| Exercise prompt |
Nothing but an exact reprint of the records is to be returned.
-- Recorded data follows --
PR #522, opened 2016-01-20
Linux compilation/link and compatibility fixes

sephiroth99:
Some small fixes for compilation under Clang. There are two bigger fixes:
1- Using 'hardware_concurrency': implements logical_processor_count for all platforms. On my i5 it reported all the cores, I don't have an i7 with hyper threading to test.
2- Reworking RtlTime: uses C library functions in order to be portable. Tested with Minecraft game, at startup it does some conversions and the results are the same.

Thanks!

### DIFF
--- a/src/xenia/kernel/xboxkrnl/xboxkrnl_rtl.cc
+++ b/src/xenia/kernel/xboxkrnl/xboxkrnl_rtl.cc
@@ -25,8 +25,10 @@
 #include "xenia/kernel/xevent.h"
 #include "xenia/kernel/xthread.h"
 
-// For FileTimeToSystemTime and SystemTimeToFileTime:
+#if XE_PLATFORM_WIN32
 #include "xenia/base/platform_win.h"
+#define timegm _mkgmtime
+#endif
 
 namespace xe {
 namespace kernel {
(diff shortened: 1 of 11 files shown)


src/xenia/kernel/xboxkrnl/xboxkrnl_rtl.cc
```diff
@@ -25,8 +25,10 @@
 #include "xenia/kernel/xevent.h"
 #include "xenia/kernel/xthread.h"
 
-// For FileTimeToSystemTime and SystemTimeToFileTime:
+#if XE_PLATFORM_WIN32
```
benvanik: is this needed anymore with the new methods?

sephiroth99: If you mean the platform check, yes it is needed. Windows implements timegm but calls it _mkgmtime, so the #define is used for that.

janisozaur:
On HT-enabled i5 (2 cores / 4 threads) `std::thread::hardware_concurrency()` returns 4.

If you expect the number to be different on i7, I can check as well later on.

sephiroth99:
@janisozaur It should be fine, for an i7 (4c/8t) I would expect it to return 8. If it's not too much trouble for you to check, go ahead, but yeah it should be fine.

janisozaur:
4c/8t i7 returns 8, as expected.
-- Recorded data concluded --
| Result |
PR #522, opened 2016-01-20
Linux compilation/link and compatibility fixes

sephiroth99:
Some small fixes for compilation under Clang. There are two bigger fixes:
1- Using 'hardware_concurrency': implements logical_processor_count for all platforms. On my i5 it reported all the cores, I don't have an i7 with hyper threading to test.
2- Reworking RtlTime: uses C library functions in order to be portable. Tested with Minecraft game, at startup it does some conversions and the results are the same.

Thanks!

### DIFF
--- a/src/xenia/kernel/xboxkrnl/xboxkrnl_rtl.cc
+++ b/src/xenia/kernel/xboxkrnl/xboxkrnl_rtl.cc
@@ -25,8 +25,10 @@
 #include "xenia/kernel/xevent.h"
 #include "xenia/kernel/xthread.h"
 
-// For FileTimeToSystemTime and SystemTimeToFileTime:
+#if XE_PLATFORM_WIN32
 #include "xenia/base/platform_win.h"
+#define timegm _mkgmtime
+#endif
 
 namespace xe {
 namespace kernel {
(diff shortened: 1 of 11 files shown)


src/xenia/kernel/xboxkrnl/xboxkrnl_rtl.cc
```diff
@@ -25,8 +25,10 @@
 #include "xenia/kernel/xevent.h"
 #include "xenia/kernel/xthread.h"
 
-// For FileTimeToSystemTime and SystemTimeToFileTime:
+#if XE_PLATFORM_WIN32
```
benvanik: is this needed anymore with the new methods?

sephiroth99: If you mean the platform check, yes it is needed. Windows implements timegm but calls it _mkgmtime, so the #define is used for that.

janisozaur:
On HT-enabled i5 (2 cores / 4 threads) `std::thread::hardware_concurrency()` returns 4.

If you expect the number to be different on i7, I can check as well later on.

sephiroth99:
@janisozaur It should be fine, for an i7 (4c/8t) I would expect it to return 8. If it's not too much trouble for you to check, go ahead, but yeah it should be fine.

janisozaur:
4c/8t i7 returns 8, as expected.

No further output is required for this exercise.